Task requirements:
Which lines in the material below contain the word "doesn"? Copy each of them.
[Record excerpts — start]
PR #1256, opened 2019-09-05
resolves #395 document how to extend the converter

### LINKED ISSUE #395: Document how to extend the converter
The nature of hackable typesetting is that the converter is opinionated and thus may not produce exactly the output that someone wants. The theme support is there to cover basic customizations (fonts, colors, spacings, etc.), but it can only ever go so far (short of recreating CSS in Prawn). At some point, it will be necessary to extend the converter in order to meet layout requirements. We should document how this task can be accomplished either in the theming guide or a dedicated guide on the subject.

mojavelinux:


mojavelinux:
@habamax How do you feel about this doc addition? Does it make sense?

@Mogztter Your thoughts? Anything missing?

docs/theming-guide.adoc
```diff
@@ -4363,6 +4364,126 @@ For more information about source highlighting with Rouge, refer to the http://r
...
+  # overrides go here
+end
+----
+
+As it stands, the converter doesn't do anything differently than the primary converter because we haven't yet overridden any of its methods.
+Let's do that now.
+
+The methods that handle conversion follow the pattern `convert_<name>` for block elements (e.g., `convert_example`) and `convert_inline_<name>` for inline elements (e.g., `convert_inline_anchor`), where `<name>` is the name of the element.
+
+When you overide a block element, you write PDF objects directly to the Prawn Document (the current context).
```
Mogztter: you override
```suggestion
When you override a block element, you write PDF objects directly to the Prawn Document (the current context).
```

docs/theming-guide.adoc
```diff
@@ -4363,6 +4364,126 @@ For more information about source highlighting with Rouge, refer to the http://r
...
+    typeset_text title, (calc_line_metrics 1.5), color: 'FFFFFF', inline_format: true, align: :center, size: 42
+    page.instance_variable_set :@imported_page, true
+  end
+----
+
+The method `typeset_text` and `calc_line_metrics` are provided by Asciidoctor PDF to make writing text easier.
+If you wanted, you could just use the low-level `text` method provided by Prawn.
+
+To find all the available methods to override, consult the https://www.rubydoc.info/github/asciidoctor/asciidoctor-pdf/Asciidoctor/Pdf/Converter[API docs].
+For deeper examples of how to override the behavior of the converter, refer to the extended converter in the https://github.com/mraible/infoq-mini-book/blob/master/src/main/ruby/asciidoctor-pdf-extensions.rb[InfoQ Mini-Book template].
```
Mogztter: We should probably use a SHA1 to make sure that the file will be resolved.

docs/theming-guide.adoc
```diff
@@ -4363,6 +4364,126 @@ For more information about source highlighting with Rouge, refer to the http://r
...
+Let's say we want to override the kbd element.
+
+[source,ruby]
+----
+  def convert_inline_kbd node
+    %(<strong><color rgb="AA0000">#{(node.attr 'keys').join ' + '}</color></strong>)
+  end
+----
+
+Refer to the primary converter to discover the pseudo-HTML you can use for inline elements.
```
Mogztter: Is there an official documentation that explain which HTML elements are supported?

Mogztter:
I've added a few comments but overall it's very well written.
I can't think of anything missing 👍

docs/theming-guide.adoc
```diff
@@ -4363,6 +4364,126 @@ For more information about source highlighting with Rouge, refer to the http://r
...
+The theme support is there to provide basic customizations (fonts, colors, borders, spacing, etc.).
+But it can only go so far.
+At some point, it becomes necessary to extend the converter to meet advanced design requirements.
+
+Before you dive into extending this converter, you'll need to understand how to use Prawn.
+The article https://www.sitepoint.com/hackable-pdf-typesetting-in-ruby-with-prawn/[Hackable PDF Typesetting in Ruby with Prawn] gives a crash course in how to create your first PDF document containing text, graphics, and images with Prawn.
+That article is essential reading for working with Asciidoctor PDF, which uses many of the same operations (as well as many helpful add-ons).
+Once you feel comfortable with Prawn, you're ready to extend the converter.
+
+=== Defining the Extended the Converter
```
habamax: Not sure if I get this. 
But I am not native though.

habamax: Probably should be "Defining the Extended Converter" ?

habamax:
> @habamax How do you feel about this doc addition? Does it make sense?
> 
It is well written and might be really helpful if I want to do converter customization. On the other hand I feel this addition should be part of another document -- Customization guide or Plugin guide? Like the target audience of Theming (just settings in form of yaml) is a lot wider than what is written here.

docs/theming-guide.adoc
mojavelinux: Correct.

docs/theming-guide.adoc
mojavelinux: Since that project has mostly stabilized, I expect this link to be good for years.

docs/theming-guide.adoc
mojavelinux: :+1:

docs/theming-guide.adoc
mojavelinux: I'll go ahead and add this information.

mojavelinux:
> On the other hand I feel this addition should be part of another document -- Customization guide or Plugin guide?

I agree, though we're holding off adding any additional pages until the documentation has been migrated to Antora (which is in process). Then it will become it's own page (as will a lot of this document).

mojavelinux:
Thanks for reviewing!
[Record excerpts — finish]
[Record excerpts — start]
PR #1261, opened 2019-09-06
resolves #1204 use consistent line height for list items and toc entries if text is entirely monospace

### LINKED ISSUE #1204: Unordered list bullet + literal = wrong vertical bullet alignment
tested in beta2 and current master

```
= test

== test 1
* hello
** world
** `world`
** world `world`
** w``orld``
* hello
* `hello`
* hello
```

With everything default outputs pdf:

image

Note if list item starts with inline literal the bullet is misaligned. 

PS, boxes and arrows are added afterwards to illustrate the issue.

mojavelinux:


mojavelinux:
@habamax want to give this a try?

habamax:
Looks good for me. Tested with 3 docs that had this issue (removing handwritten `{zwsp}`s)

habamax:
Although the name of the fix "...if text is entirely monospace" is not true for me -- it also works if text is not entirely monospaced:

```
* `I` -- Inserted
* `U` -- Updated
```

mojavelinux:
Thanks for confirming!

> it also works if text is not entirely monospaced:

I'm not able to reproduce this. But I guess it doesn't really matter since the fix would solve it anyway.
[Record excerpts — finish]
[Record excerpts — start]
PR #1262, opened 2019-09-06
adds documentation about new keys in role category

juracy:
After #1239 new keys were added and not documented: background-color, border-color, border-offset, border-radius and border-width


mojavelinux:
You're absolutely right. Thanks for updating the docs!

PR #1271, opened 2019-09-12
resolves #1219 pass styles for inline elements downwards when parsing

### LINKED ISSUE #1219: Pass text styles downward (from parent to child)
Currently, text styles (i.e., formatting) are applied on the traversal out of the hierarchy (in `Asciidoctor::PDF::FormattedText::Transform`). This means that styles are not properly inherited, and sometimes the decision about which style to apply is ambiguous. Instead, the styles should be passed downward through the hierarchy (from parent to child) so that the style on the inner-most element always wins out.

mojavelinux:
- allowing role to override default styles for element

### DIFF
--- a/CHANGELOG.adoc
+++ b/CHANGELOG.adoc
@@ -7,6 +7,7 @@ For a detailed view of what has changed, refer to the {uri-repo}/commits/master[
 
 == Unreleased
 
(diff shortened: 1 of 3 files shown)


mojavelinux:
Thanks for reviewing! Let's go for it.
[Record excerpts — finish]
Task output:
+As it stands, the converter doesn't do anything differently than the primary converter because we haven't yet overridden any of its methods.
I'm not able to reproduce this. But I guess it doesn't really matter since the fix would solve it anyway.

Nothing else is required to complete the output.